Data shown START
PR #121, opened 2026-09-08
Refactor of HMACParams

ounsworth:
# Original issue:

Adds docs for cloning a hash function mid-stream so that you now have two hash objects that are identical up to this point, but you can feed different suffix input into before finalizing.

I put this next to the existing sections for `[Suspendable]`, since it's closely-related functionality. (and re-arranged order to put these before Memory Usage and Security Consideration sections).

# Extension

During development of that, I realized that the pub interface flip of HMAC and HKDF introduced in #122 meant that the way HMACParams was defined was now really clunky. A refactor of that lead to realizing that actually, SP 800-107r1 specifies the security strength of an HMAC higher than the collision strength of the underlying hash function, so I re-worked that as well.

### DIFF
--- a/alpha_0.1.3_release_notes.md
+++ b/alpha_0.1.3_release_notes.md
@@ -7,3 +7,7 @@
 * bug fixes to the way SHA3/SHAKE handled absorbing and squeezing a partial final byte.
 * Design discussions about whether core::traits::XOF (in the abstract) should allow interleaving absorb -> squeeze ->
   absorb (ie "absorb-after-squeeze). Outcome: absorb-after-squeeze forbidden. Could be changed in the future.
+* Re-arranged the HMAC and HKDF crates so that they are utility crates, and the pub types HMAC_SHA256, HMAC_SHA3_256,
+  HKDF_SHA256, and so on now live in the `bouncycastle_sha2::hmac`, `bouncycastle_sha3::hmac`, and
+  `bouncycastle_sha2::hkdf` namespaces. At the same time, adjustments were made to the MAX_SECURITY_STRENGTH of the HMAC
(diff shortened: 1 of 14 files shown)


dghgit:
Okay, so it looked fine when I looked at it earlier, but it looks like it's based on the old release/0.1.3alpha tip, so it's picked up the extra commits. It'll need to be re-based back to the current 0.1.3alpha tip. To be honest, I recommend re-basing it off #113 or #115, it will probably be easier and likely give a cleaner result.

Once the re-basing is done, this can be considered approved.

dghgit (changes requested):
It's been affected by the re-base. See comment at bottom of discussion page.

ounsworth:
@dghgit Right. We rebased release/0.1.3alpha to take the AES, SM3, and SHA512/t stuff off it. I have now rebased this to match.

While I was at it, I decided to have a go at simplifying how the HMACParams trait is structured, and that lead me to reading SP 800-107r1 §5.3.4 and I realized that it allows the HMAC's security strength to be higher
than the collision strength of the underlying hash function (because HMAC does not rely on collision resistance.)
I have re-done the MAX_SECURITY_STRENGTH of all the SHA2 and SHA3 instantiations under this new reading. I would like your close review of that part of this PR.
* Starting at crypto/sha2/src/hmac.rs:331
* Starting at crypto/sha3/src/hmac.rs:315

An artifact of #122 (merged earlier today), which moved the HMAC_SHA2 and HMAC_SHA3 pub types from the HMAC crate to the SHA2 / SHA3 crates is that the HMAC integration tests should have moved with them. That has been done on this PR as well.

dghgit:
Actually #122 caused quite a few merge conflicts, this would be better re-based off #118 (which will have merge conflicts, but at least you'll know the end result is what you are looking for).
Data shown END
In the listing above, find the line containing "Okay, so it" and the line containing "Starting at crypto/sha3/src/hmac.rs:315". Output them and every line between, exactly, and nothing else.

Okay, so it looked fine when I looked at it earlier, but it looks like it's based on the old release/0.1.3alpha tip, so it's picked up the extra commits. It'll need to be re-based back to the current 0.1.3alpha tip. To be honest, I recommend re-basing it off #113 or #115, it will probably be easier and likely give a cleaner result.

Once the re-basing is done, this can be considered approved.

dghgit (changes requested):
It's been affected by the re-base. See comment at bottom of discussion page.

ounsworth:
@dghgit Right. We rebased release/0.1.3alpha to take the AES, SM3, and SHA512/t stuff off it. I have now rebased this to match.

While I was at it, I decided to have a go at simplifying how the HMACParams trait is structured, and that lead me to reading SP 800-107r1 §5.3.4 and I realized that it allows the HMAC's security strength to be higher
than the collision strength of the underlying hash function (because HMAC does not rely on collision resistance.)
I have re-done the MAX_SECURITY_STRENGTH of all the SHA2 and SHA3 instantiations under this new reading. I would like your close review of that part of this PR.
* Starting at crypto/sha2/src/hmac.rs:331
* Starting at crypto/sha3/src/hmac.rs:315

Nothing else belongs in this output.